GASPER [RN47] can detect seven gas costly patterns in smart contracts. There will be more gas expensive patterns in complex contract programs. Chen et al. have ensured that they will broad their research on finding more under optimized patterns and detect them by their tool [RN47]. Ethir [RN119] framework utilizes the control flow graph methodology developed in OYENTE to analyze Ethereum bytecode. But, Ethir does not perform any improvement on recovery capability of control flow graph algorithm [RN28]. Securify uses Datalog solvers [RN211] to efficiently analyze smart contract code. Flix [RN227] enhances the scalablily of analysis process using Datalog. Securify [RN116] can utilize these advancements on Datalog solvers as a future development.

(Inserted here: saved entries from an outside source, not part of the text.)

PR #61, opened 2020-07-15
Improve the validation and testing time

rw-access:
## Issues
It was just too slow to validate, even for a single rule.

## Summary
 I converted the big `.yml` files to `.json` and added a few cached methods. My tests dropped from ~40 seconds to ~10 seconds. Added a few helper functions in utils.


rw-access:
We can totally do that. The yaml spec is just complex and slow to parse, so gzip would be negligible. The file size is approximately the same as before. But we'd have to make save_etc_dump and load_etc_dump gzip aware, but the underlying EQL function isn't. I like the idea of gzipping the big things we have no intention of reading, but I'm not sure  how much more work it adds to implement.

Issue #55, opened 2020-07-13
[New Rule] AWS IAM Assume Role Brute Force


threat-punter:
## Description

Identifies a high number of failed attempts to assume an AWS IAM role. IAM roles are used to delegate access to users or services. An adversary may attempt to enumerate IAM roles in order to determine whether a role exists or not before attempting to assume or hijack the discovered role.

I'm creating this issue to document a draft threshold rule based on @bm11100's existing research.

Like other AWS IAM policies, the AssumeRole permissions are very flexible and, if misconfigured, could lead to unintended consequences, like a confused-deputy attack.

There is a module in Pacu that enumerates roles against a target account. By default, it comes with a 1100+ word wordlist with some common/generic role names. When a role is discovered, the script will alert you. If one is discovered and it is misconfigured to allow role-assumption from a wide group, the script is capable of automatically assuming the discovered role and outputting the issued credentials.

`event.module:aws and event.dataset:aws.cloudtrail and event.provider:iam.amazonaws.com and event.action:UpdateAssumeRolePolicy and aws.cloudtrail.error_code:MalformedPolicyDocumentException and event.outcome:failure`

We need to decide on a suitable threshold value and whether we want to aggregate events by the `source.ip` field. Adversaries can execute this attack through a fragmented set of nodes and accounts, so we may not want to aggregate by this field.

<img width="980" alt="image" src="https://user-images.githubusercontent.com/56409778/87352453-470ad280-c518-11ea-91ec-3861091fe0d0.png">

<img width="694" alt="image" src="https://user-images.githubusercontent.com/56409778/87352739-ce584600-c518-11ea-9cc7-db6ab33ffdc2.png">

## Required Info

- **Eventing Sources:**
`filebeat-*`

- **Platforms**

`AWS CloudTrail`

- **Target ECS Version:** `1.5.0`
- **New fields required in ECS for this?** No
- **Related issues or PRs** N/A

## Optional Info
- **References:**
  - https://www.praetorian.com/blog/aws-iam-assume-role-vulnerabilities
  - https://rhinosecuritylabs.com/aws/assume-worst-aws-assume-role-enumeration/

PR #67, opened 2020-07-16
[New Rule] AWS IAM Brute Force of Assume Role Policy

threat-punter:
## Issues

Resolves https://github.com/elastic/detection-rules/issues/55

## Summary
Identifies a high number of failed attempts to assume an AWS IAM role. IAM roles are used to delegate access to users or services. An adversary may attempt to enumerate IAM roles in order to determine whether a role exists or not before attempting to assume or hijack the discovered role.

See https://github.com/elastic/detection-rules/issues/55 for further info.

## Contributor checklist


rules/aws/credential_access_aws_iam_assume_role_brute_force.toml
```diff
@@ -0,0 +1,47 @@
...
+reference = "https://attack.mitre.org/techniques/T1110/"
+
+
+[rule.threat.tactic]
+id = "TA0006"
+name = "Credential Access"
+reference = "https://attack.mitre.org/tactics/TA0006/"
+
+[rule.threshold]
+value = 25
```
threat-punter, line 47: I'm leaving this comment here for reviewers: I'm open to suggestions on what we should set this value to.

rules/aws/credential_access_aws_iam_assume_role_brute_force.toml
```diff
@@ -0,0 +1,47 @@
...
+license = "Elastic License"
+name = "AWS IAM Assume Role Brute Force"
+references = [
+    "https://www.praetorian.com/blog/aws-iam-assume-role-vulnerabilities",
+    "https://rhinosecuritylabs.com/aws/assume-worst-aws-assume-role-enumeration/",
+]
+risk_score = 47
+rule_id = "ea248a02-bc47-4043-8e94-2885b19b2636"
+severity = "medium"
+tags = ["AWS", "Elastic"]
```
rw-access, line 25:
```suggestion
tags = ["AWS", "Elastic", "IAM"]
```

rules/aws/credential_access_aws_iam_assume_role_brute_force.toml
```diff
@@ -0,0 +1,47 @@
...
+author = ["Elastic"]
+description = """
+Identifies a high number of failed attempts to assume an AWS IAM role. IAM roles are used to delegate access to users or
+services. An adversary may attempt to enumerate IAM roles in order to determine whether a role exists or not before
+attempting to assume or hijack the discovered role.
+"""
+index = ["filebeat-*"]
+language = "kuery"
+license = "Elastic License"
+name = "AWS IAM Assume Role Brute Force"
```
rw-access, line 17: can you reword this a little to make it easier to understand? a little more sentence-like would help.
I think "AWS IAM Brute Force of the Role Trust Policy"

also, I wonder if we should adopt a naming convention for some of these (can figure this out later). maybe a colon after "AWS" or something?

rules/aws/credential_access_aws_iam_assume_role_brute_force.toml
rw-access: I think if we have a hardcoded `rule.threshold`, we'll need to specify an interval too. 25 attempts in 5 minutes is different from 25 attempts in 60 minutes

rules/aws/credential_access_aws_iam_assume_role_brute_force.toml
```diff
@@ -0,0 +1,47 @@
...
+    "https://rhinosecuritylabs.com/aws/assume-worst-aws-assume-role-enumeration/",
+]
+risk_score = 47
+rule_id = "ea248a02-bc47-4043-8e94-2885b19b2636"
+severity = "medium"
+tags = ["AWS", "Elastic"]
+type = "threshold"
+
+query = '''
+event.module:aws and event.dataset:aws.cloudtrail and event.provider:iam.amazonaws.com and event.action:UpdateAssumeRolePolicy and aws.cloudtrail.error_code:MalformedPolicyDocumentException and event.outcome:failure
```
brokensound77, line 29:
```suggestion
event.module:aws and event.dataset:aws.cloudtrail and 
  event.provider:iam.amazonaws.com and event.action:UpdateAssumeRolePolicy and 
  aws.cloudtrail.error_code:MalformedPolicyDocumentException and event.outcome:failure
```

I know we haven't formally standardized formatting yet, so feel free to ignore

rules/aws/credential_access_aws_iam_assume_role_brute_force.toml
brokensound77: This applies to the other rule too. What _is_ the window for threshold rules? Is it the `from` to `to` window?

rules/aws/credential_access_aws_iam_assume_role_brute_force.toml
bm11100: Are we being more open with the tags? We didn’t add the services as a tag for the other AWS rules. The tags populate in the UI and we probably don’t want it to get messy with one off tags having just a single rule. I think we should keep them consistent at the least.

brokensound77: 💯 for consistency

rw-access: good catch. makes more sense to do all of those in one fell swoop if we do

rules/aws/credential_access_aws_iam_assume_role_brute_force.toml
threat-punter: @brokensound77 yes. This rule is currently using the default interval.

rules/aws/credential_access_aws_iam_assume_role_brute_force.toml
threat-punter: Are you suggesting that we tag all Identity & Access Management (IAM)-type rules with `IAM`, not just the AWS ones? If so, will be start tagging other rules with the service-type as well as the platform (AWS, Okta, Azure, etc).

rules/aws/credential_access_aws_iam_assume_role_brute_force.toml
threat-punter: @bm11100 I know that you're familiar with the behavior that this rule will detect. How does @rw-access's rule name suggestion sound to you?

bm11100: I do think his suggestion makes sense. The only thing I’d say is that it doesn’t follow the convention we’ve used thus far for AWS rules. 

We usually name them as service (IAM) -> API (AssumeRole) -> action (brute force). 

Since all the AWS rules are based around various API calls, I think it’s important to have the API in the name. Also, it makes it easy to search. 

If anything, I’d change to “IAM Assume Role Policy Brute Force”. 

I’m all for having a convention though. A colon after AWS would make sense to me too.

bm11100: If we flip the action and API - “AWS IAM Brute Force of Assume Role Policy”

rules/aws/credential_access_aws_iam_assume_role_brute_force.toml
threat-punter: I dig it

rules/aws/credential_access_aws_iam_assume_role_brute_force.toml
threat-punter: Nice. Thanks

rules/aws/credential_access_aws_iam_assume_role_brute_force.toml
```diff
@@ -0,0 +1,49 @@
...
+author = ["Elastic"]
+description = """
+Identifies a high number of failed attempts to assume an AWS IAM role. IAM roles are used to delegate access to users or
+services. An adversary may attempt to enumerate IAM roles in order to determine whether a role exists or not before
+attempting to assume or hijack the discovered role.
+"""
+index = ["filebeat-*"]
+language = "kuery"
+license = "Elastic License"
+name = "AWS IAM Assume Role Brute Force"
```
threat-punter, line 17:
```suggestion
name = "AWS IAM Brute Force of Assume Role Policy"
```

rules/aws/credential_access_aws_iam_assume_role_brute_force.toml
brokensound77: Definitely worth hashing out the outcome of our conversation from earlier today on tags and categorization

rules/aws/credential_access_aws_iam_assume_role_brute_force.toml
brokensound77: sweet so `threshold.value/interval` makes sense, thanks 👍

brokensound77: >I think if we have a hardcoded rule.threshold, we'll need to specify an interval too. 25 attempts in 5 minutes is different from 25 attempts in 60 minutes

the default is 5 mins so interval would only need to be specified if it is not the default (since we strip unneeded defaults which the API sets).

Going forward, I do think we will need to think about this and when it may make sense to do:
```sql
threshold.value = 25
interval = 5
```
vs
```sql
threshold.value = 5
interval = 1
```

Oh! Even more interestingly, signals on signals to do thresholds on thresholds, like `5 occurrences of 1 min threshold events in 10 mins`. 

Anyway, I think 25/5 is perfect in this instance

rules/aws/credential_access_aws_iam_assume_role_brute_force.toml
```diff
@@ -0,0 +1,49 @@
...
+creation_date = "2020/07/16"
+ecs_version = ["1.5.0"]
+maturity = "production"
+updated_date = "2020/07/16"
+
+[rule]
+author = ["Elastic"]
+description = """
+Identifies a high number of failed attempts to assume an AWS IAM role. IAM roles are used to delegate access to users or
+services. An adversary may attempt to enumerate IAM roles in order to determine whether a role exists or not before
```
brokensound77, line 11:
```suggestion
services. An adversary may attempt to enumerate IAM roles in order to determine if a role exists before
```

(may need a re-`toml-lint`)

rules/aws/credential_access_aws_iam_assume_role_brute_force.toml
```diff
@@ -0,0 +1,49 @@
+[metadata]
+creation_date = "2020/07/16"
+ecs_version = ["1.5.0"]
+maturity = "production"
+updated_date = "2020/07/16"
+
+[rule]
+author = ["Elastic"]
+description = """
+Identifies a high number of failed attempts to assume an AWS IAM role. IAM roles are used to delegate access to users or
```
bm11100, line 10:
```suggestion
Identifies a high number of failed attempts to assume an AWS Identity and Access Management (IAM) role. IAM roles are used to delegate access to users or
```
it may be self explanatory, but I usually define the acronym the first time in the description, just for context, then use the abbreviation the rest of the way.

rules/aws/credential_access_aws_iam_assume_role_brute_force.toml
threat-punter: Thank you for your comments, all. I'll resolve this conversation with the plan that we'll revisit tags on our rules after we've spoken to the product team.

rules/aws/credential_access_aws_iam_assume_role_brute_force.toml
threat-punter: Perfect. Thanks

rules/aws/credential_access_aws_iam_assume_role_brute_force.toml
```diff
@@ -0,0 +1,49 @@
...
+author = ["Elastic"]
+description = """
+Identifies a high number of failed attempts to assume an AWS Identity and Access Management (IAM) role. IAM roles are used to delegate access to users or
+services. An adversary may attempt to enumerate IAM roles in order to determine if a role exists before
+attempting to assume or hijack the discovered role.
+"""
+index = ["filebeat-*"]
+language = "kuery"
+license = "Elastic License"
+name = "AWS IAM Brute Force of Assume Role Policy"
```
peasead, line 17:
```suggestion
name = "AWS IAM Brute Force of Assume Role Policy"
note = "The AWS Filebeat module must be enabled to use this rule."
```

rules/aws/credential_access_aws_iam_assume_role_brute_force.toml
bm11100: I was just thinking about this again, due to the way AWS batches events over in 15m intervals, I'm not sure the default runtime/lookback of 5m/1m would be enough to cover all the events. Thoughts on adjusting the lookback time to `now-20m` @randomuserid?

bm11100: Can you add `from = "now-20m"` above the index @threat-punter. Then 👍

rules/aws/credential_access_aws_iam_assume_role_brute_force.toml
```diff
@@ -0,0 +1,50 @@
...
+updated_date = "2020/07/16"
+
+[rule]
+author = ["Elastic"]
+description = """
+Identifies a high number of failed attempts to assume an AWS Identity and Access Management (IAM) role. IAM roles are
+used to delegate access to users or services. An adversary may attempt to enumerate IAM roles in order to determine if
+a role exists before attempting to assume or hijack the discovered role.
+"""
+index = ["filebeat-*"]
```
threat-punter, line 14:
```suggestion
from = "now-20m"
index = ["filebeat-*"]
```

bm11100: 👍

rules/aws/credential_access_aws_iam_assume_role_brute_force.toml
threat-punter: Done. Cheers y'all

PR #81, opened 2020-07-21
Add KQL -> DSL conversion

### LINKED ISSUE #80: [FR] Add kql.to_dsl() method
There doesn't seem to be an API exposed from Kibana to convert KQL to query DSL.
We should integrate this functionality.

This should be fairly straightforward, use the Walker class and convert the AST to a dict.
We should also make sure to use `match` and `match_phrase` consistently with Kibana.

Kibana exposes an API.

**Additional context**
None

rw-access:
## Issues
Closes #80

## Summary
Added a KQL to query DSL converter. I added a few optimizations so that the query DSL is flattened and doesn't produce overly deep trees.

Nothing is hooked up to the existing APIs. To use it, you need to nest the output underneath a `query: {...}` when building a request. Or put it in a different context when doing aggregations, etc.

### DIFF
--- a/kql/__init__.py
+++ b/kql/__init__.py
@@ -5,6 +5,7 @@
 import eql
 
 from . import ast
+from .dsl import ToDsl
 from .eql2kql import Eql2Kql
 from .errors import KqlParseError, KqlCompileError
 from .evaluator import FilterGenerator
@@ -14,17 +15,29 @@ from .parser import lark_parse, KqlParser
 __version__ = '0.1.4'
 __all__ = (
     "ast",
-    "to_eql",
-    "lint",
-    "parse",
     "from_eql",
     "get_evaluator",
     "KqlParseError",
     "KqlCompileError",
+    "lint",
+    "parse",
+    "to_dsl",
+    "to_eql",
 )
 
 
+def to_dsl(parsed, optimize=True, schema=None):
+    """Convert KQL to Elasticsearch Query DSL."""
+    if not isinstance(parsed, ast.KqlNode):
+        parsed = parse(parsed, optimize, schema)
+
+    return ToDsl.convert(parsed)
+
+
 def to_eql(text, optimize=True, schema=None):
+    if isinstance(text, bytes):
+        text = text.decode("utf-8")
+
     lark_parsed = lark_parse(text)
 
     converted = KqlToEQL(text, schema=schema).visit(lark_parsed)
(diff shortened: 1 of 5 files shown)


kql/dsl.py
```diff
@@ -0,0 +1,116 @@
...
+    def _walk_and_values(self, tree):
+        children = [self.walk(node) for node in tree.items]
+        return lambda field: boolean(filter=[child(field) for child in children])
+
+    def _walk_or_values(self, tree):
+        children = [self.walk(node) for node in tree.items]
+        return lambda field: boolean(should=[child(field) for child in children])
+
+    def _walk_not_value(self, tree):
+        child = self.walk(tree.expr)
```
brokensound77, line 105: I looped through all of the rules to test with their query logic - the only errors were around `not`, since within scope of another field, can sometimes seem to not pass the `expr`

```
'NotValue' object has no attribute 'expr'
Connection to Internal Network via Telnet: event.category:network and event.type:(connection or start) and process.name:telnet and destination.ip:((10.0.0.0/8 or 172.16.0.0/12 or 192.168.0.0/16 or "FE80::/10") and not (127.0.0.0/8 or "::1/128"))

'NotValue' object has no attribute 'expr'
Elastic Endpoint: event.kind:alert and event.module:(endpoint and not endgame)
```

kql/__init__.py
```diff
@@ -14,31 +15,49 @@
...
+    "to_eql",
 )
 
 
+def to_dsl(parsed, optimize=True, schema=None):
+    """Convert KQL to Elasticsearch Query DSL."""
+    if not isinstance(parsed, ast.KqlNode):
+        parsed = parse(parsed, optimize, schema)
+
+    return ToDsl.convert(parsed)
```
brokensound77, line 34:
```suggestion
    return {"query": ToDsl.convert(parsed)}
```

tests/kuery/test_dsl.py
```diff
@@ -0,0 +1,149 @@
...
+    def test_and_query(self):
+        self.validate(
+            "field:value and field2:value2",
+            {"filter": [{"match": {"field": "value"}}, {"match": {"field2": "value2"}}]},
+        )
+
+    def test_not_query(self):
+        self.validate("not field:value", {"must_not": [{"match": {"field": "value"}}]})
+        self.validate("field:(not value)", {"must_not": [{"match": {"field": "value"}}]})
+        self.validate(
```
brokensound77, line 53: add `not` test for `field:(value and not value2)`

kql/__init__.py
rw-access: > Nothing is hooked up to the existing APIs. To use it, you need to nest the output underneath a query: {...} when building a request. Or put it in a different context when doing aggregations, etc.

I wanted to convert just the expression, but not make assumptions about the context. Then you can embed it within aggregations or do whatever you want. I think down the road we could add another command to embed the expression in a full DSL

PR #84, opened 2020-07-21
Add versioned schemas with a downgrade path

### LINKED ISSUE #70: [FR] Track schemas.py across stack versions
When working on #48, I noticed that the rule is rejected by Kibana < 7.9. This was because the `author` and `license` field were unknown and it has strict schema handling (it's a good thing). Maybe we could have some way of tracking rules that are 

I'm not totally sure the ideal approach. Maybe in JSL, we add something like a `version_added` attribute to each field? Or we play around with scoping? Or even a class based approach, where we make a hierarchy with 7.8 -> 7.9 -> 7.10 and each time you add a few fields. Or maybe a mixin. I'm not sure what's ideal.

The alternative would be for Kibana to have better future compatibility, but that's a hard ask without a psychic on retainer. 
If we do, I recommend this classy pair: <details>image</details>

**Additional context**
https://github.com/elastic/detection-rules/blob/d00e7fec533c6e6635963b7e6b62a26e4da66f69/detection_rules/eswrap.py#L251-L252

rw-access:
## Issues
Closes #70

## Summary
Updated the schemas so we can track with stack version. This way, with kibana-upload, we'll be able to upload to old versions of the stack, not just the latest version. Otherwise, we'll run into schema errors when we use fields that an old stack didn't know about like `author` or `license`. Now, you can just downgrade a rule from 7.9 to 7.8, and as long as it was supported you can post it. New rule types like `threshold` will raise an exception.

More @spong spamming: I added you to check that I correctly captured the changes between 7.8 and 7.9.


detection_rules/schemas/base.py
```diff
@@ -0,0 +1,129 @@
...
+    def toml_schema(cls):
+        """Create a custom TOML schema class that includes this API schema."""
+        attrs = {
+            "metadata": jsl.DocumentField(TomlMetadata, required=True),
+            "rule": jsl.DocumentField(cls, required=True)
+        }
+        return type("Versioned" + cls.__name__, (GenericSchema, ), attrs)
+
+    @classmethod
+    def downgrade(cls, target_cls, document, role=None):
```
brokensound77, line 108:
```suggestion
    def coerce_by_release(cls, release_cls, document, role=None):
```

Can you rename it to this or similar since it is more of a coercion conversion than a downgrade. As an example, downloading a 7.9 rule from Kibana will need to be _coerced_ to be compatible with this repo due to needing to strip API only fields, by using this function

rw-access: I'm not sure what you mean with your distinction between downgrade vs coerce. I think downgrade is actually the right word here. Our approach is actually very similar to [alembic](https://alembic.sqlalchemy.org/en/latest/tutorial.html#downgrading), which is used to track SQL schemas over time so you can upgrade and downgrade between schema changes, step by step.

Also I'm expecting this to be used more going the other way: downgrade a rule before uploading it to an old version of Kibana.

brokensound77: I'm not tied to any particular name, it just seems inaccurate that _making a 7.9 rule downloaded from Kibana compatible with the repo 7.9 schema_ is called a `downgrade`.

🤷 not a blocker for me regardless, so leave it if you feel that strongly about it

brokensound77: Thanks for the changes

PR #88, opened 2020-07-23
[New Rule] AWS Management Console Attempted Root Login Brute Force

### LINKED ISSUE #75: [New Rule] AWS Management Console Attempted Root Login Brute Force
## Description
Identifies a high number of failed attempts to login to the AWS management console as the Root user identity. An adversary may attempt to brute force the Root credentials, as the Root account will have complete access to all AWS services and resources.

This rule will use aggregations to look for a spike in failures over a short time period.

## Required Info

- **Eventing Sources:**
`filebeat-*`

- **Platform**
`AWS CloudTrail`

- **Target ECS Version:** 1.5.0
- **New fields required in ECS for this?** no
- **Related issues or PRs** n/a

## Optional Info
- **References:**
https://docs.aws.amazon.com/IAM/latest/UserGuide/id_root-user.html

## Example Query
```
event.action:ConsoleLogin and event.dataset:aws.cloudtrail and event.provider:signin.amazonaws.com and aws.cloudtrail.user_identity.type:Root and event.outcome:failure
```

bm11100:
## Issues
resolves #75 

## Summary
Identifies an abnormal number of failed attempts to login to the AWS management console as the Root user identity. An
adversary may attempt to brute force the Root credentials, as the Root account will have complete access to all AWS
services and resources.

## Contributor checklist

- Have you signed the [contributor license agreement](https://www.elastic.co/contributor-agreement)? n/a
- Have you followed the [contributor guidelines](https://github.com/elastic/detection-rules/blob/main/CONTRIBUTING.md)? yes


rules/aws/initial_access_root_console_failure_brute_force.toml
```diff
@@ -0,0 +1,48 @@
...
+
+
+[rule.threat.tactic]
+id = "TA0006"
+name = "Credential Access"
+reference = "https://attack.mitre.org/tactics/TA0006/"
+
+[rule.threshold]
+field = ""
+value = 5
```
brokensound77, line 47: 5 Failures in 5 minutes could fall in the realm of user error - I would expect brute force to be a smaller window with maybe more failures. Thoughts on tweak threshold value and interval?

bm11100: I was open to changing the threshold. But really, the Root user identity should never be used. Instead, an IAM user should be used to manage tasks. Any failed login from the Root may be anomalous, I just wanted to bump it up a bit more than just one failure. I'm open to bumping it up a bit more though.

rules/aws/initial_access_root_console_failure_brute_force.toml
```diff
@@ -0,0 +1,48 @@
...
+index = ["filebeat-*"]
+language = "kuery"
+license = "Elastic License"
+name = "AWS Management Console Attempted Root Login Brute Force"
+note = "The AWS Filebeat module must be enabled to use this rule."
+references = ["https://docs.aws.amazon.com/IAM/latest/UserGuide/id_root-user.html"]
+risk_score = 73
+rule_id = "4d50a94f-2844-43fa-8395-6afbd5e1c5ef"
+severity = "high"
+tags = ["AWS", "Elastic"]
```
bm11100, line 24: reminder to update the tags, utilizing the new SecOps categorizations

rules/aws/initial_access_root_console_failure_brute_force.toml
```diff
@@ -0,0 +1,48 @@
...
+ecs_version = ["1.5.0"]
+maturity = "production"
+updated_date = "2020/07/21"
+
+[rule]
+author = ["Elastic"]
+description = """
+Identifies an abnormal number of failed attempts to login to the AWS management console as the Root user identity. An
+adversary may attempt to brute force the Root credentials, as the Root account will have complete access to all AWS
+services and resources.
```
threat-punter, line 12:
```suggestion
Identifies a high number of failed authentication attempts to the AWS management console for the root user account. An adversary may attempt to brute force the password for the root user account, as it has complete access to all services and resources for the AWS account.
```

rules/aws/initial_access_root_console_failure_brute_force.toml
```diff
@@ -0,0 +1,48 @@
...
+"""
+from = "now-20m"
+index = ["filebeat-*"]
+language = "kuery"
+license = "Elastic License"
+name = "AWS Management Console Attempted Root Login Brute Force"
```
threat-punter, line 18:
```suggestion
name = "Brute Force of Root User Account for AWS Management Console"
```

rules/aws/initial_access_root_console_failure_brute_force.toml
```diff
@@ -0,0 +1,48 @@
...
+reference = "https://attack.mitre.org/techniques/T1110/"
+
+
+[rule.threat.tactic]
+id = "TA0006"
+name = "Credential Access"
+reference = "https://attack.mitre.org/tactics/TA0006/"
+
+[rule.threshold]
+field = ""
```
brokensound77, line 46: is there an environment ID we can use to bind this to in case multiple disparate accounts/environments are ingested

randomuserid: there should always be an account ID in the `cloud.account.id` field but IDT we can require that value be the same across the events matching the threshold count?

randomuserid:
Could we rewrite this as a sequence in EQL? To match two or more auth failures followed by one auth success for the same root account ARN, in a matter of minutes? We could also do a similar sequence for non-root users.

rules/aws/initial_access_root_console_failure_brute_force.toml
bm11100: if we dont use account id, i think the only other fields that may make sense would be something to do with the host that made the failed requests - `host.name`, `host.id`, `host.mac`, `host.ip`. thoughts on account id versus host info?

rules/aws/initial_access_root_console_failure_brute_force.toml
```diff
@@ -0,0 +1,47 @@
...
+updated_date = "2020/09/03"
+
+[rule]
+author = ["Elastic"]
+description = """
+Identifies a high number of failed authentication attempts to the AWS management console for the Root user identity. An
+adversary may attempt to brute force the password for the Root user identity, as it has complete access to all services
+and resources for the AWS account.
+"""
+from = "now-20m"
```
brokensound77, line 14: Can you add some FP language similar to the  `Okta Brute Force or Password Spraying Attack` rule:

_Automated processes that attempt to authenticate using expired credentials and unbounded retries may lead to false positives._

brokensound77 (approved):
Just the one FP suggestion, otherwise LGTM 👍

PR #98, opened 2020-07-27
Add list_id to exceptions_list and remove endgame:* from external alerts rule

yctercero:
## Summary

This PR updates the `elastic_endpoint` rule to include the `list_id` for the global endpoint exceptions list as so:
```
 "exceptions_list": [
    {
      "id": "endpoint_list",
      "list_id": "endpoint_list",
      "namespace_type": "agnostic",
      "type": "endpoint"
    }
  ],
```
...and removes `endgame: *` from the `external_alerts` rule `index` field.

## Contributor checklist

- Have you signed the [contributor license agreement](https://www.elastic.co/contributor-agreement)? ✅ 
- Have you followed the [contributor guidelines](https://github.com/elastic/detection-rules/blob/main/CONTRIBUTING.md)? ✅

### DIFF
--- a/rules/promotions/elastic_endpoint.toml
+++ b/rules/promotions/elastic_endpoint.toml
@@ -32,6 +32,7 @@ event.kind:alert and event.module:(endpoint and not endgame)
 
 [[rule.exceptions_list]]
 id = "endpoint_list"
+list_id = "endpoint_list"
 namespace_type = "agnostic"
 type = "endpoint"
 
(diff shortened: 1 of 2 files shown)


rules/promotions/elastic_endpoint.toml
```diff
@@ -32,6 +32,7 @@ event.kind:alert and event.module:(endpoint and not endgame)
 
 [[rule.exceptions_list]]
 id = "endpoint_list"
+list_id = "endpoint_list"
```
brokensound77, line 35: Note: The schema for `exception_list` is currently just an array, but if there is some structure behind it, we should update it to reflect what is expected in the API. We can handle this in a future PR though.

PR #101, opened 2020-08-03
[Rule Tuning] Update Index Pattern for Detection Engine Rules

bm11100:
## Issues
https://github.com/elastic/protections-team/issues/258

## Summary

The formal verification methods use different theorem provers such as Isabelle/HOL, F*, KEVM, Lem, and Coq [RN118, RN140, RN113, RN45]. Since they use complicated mechanisms, it is not trivial for ordinary users to analyze smart contracts using the formal verification methods. That is, the users must be taught and trained on how the proof method works and on how to read the outputs. Furthermore, the formal verification approach uses a general method to construct code patterns and theorems to prove the security properties of smart contracts using theorem provers [RN118, RN140, RN113, RN45]. Since these provers are semi-automated, the formal verification methods require a significant amount of manual effort to construct the proofs and analysis of smart contracts [RN118, RN121]. Hence, these methods poorly scale for analyzing thousands of smart contracts currently deployed on the Ethereum network [RN62, RN121]. However, the formal verification approach provides accurate and prompt results of validating smart contracts’ security, saftey, and soundness properties [RN118, RN130, RN45, RN148, RN149, RN221].
Smart contracts in Ethereum are becoming more applicable as digitalized agent on distributed applications. The security of smart contracts should be ensured to avoid unnecessary losses and malicious attacks. There are several analysis mechanisms implemented to test and assure the correctness and non vulnerable patterns in smart contracts. But developers and users of smart contracts should aware of the accuracy and performance of these analysis methods. Our survey identified the existing vulnerabilities in smart contracts on Ethereum, categorized the security analysis methods in three ways such as static, dynamic, and formal verification. Then we compare the three methods in terms of their performance, coverage of finding vulnerabilities and accuracy. The static and dynamic analysis methods implemented automation tools which are very handy to use and analyse vulnerable contracts. But they detects only their specific defined vulnerable patterns. Formal verification methods uses theorem provers to validate the correctness properties in smart contracts using their interpreted proofs.
We appreciate the authors who gave permission to reproduce the images from their original papers. We thank to Loi Luu, Antoine Delignat-Lavaud, Ivica Nikolić and Yuxiao Zhu for their coordination.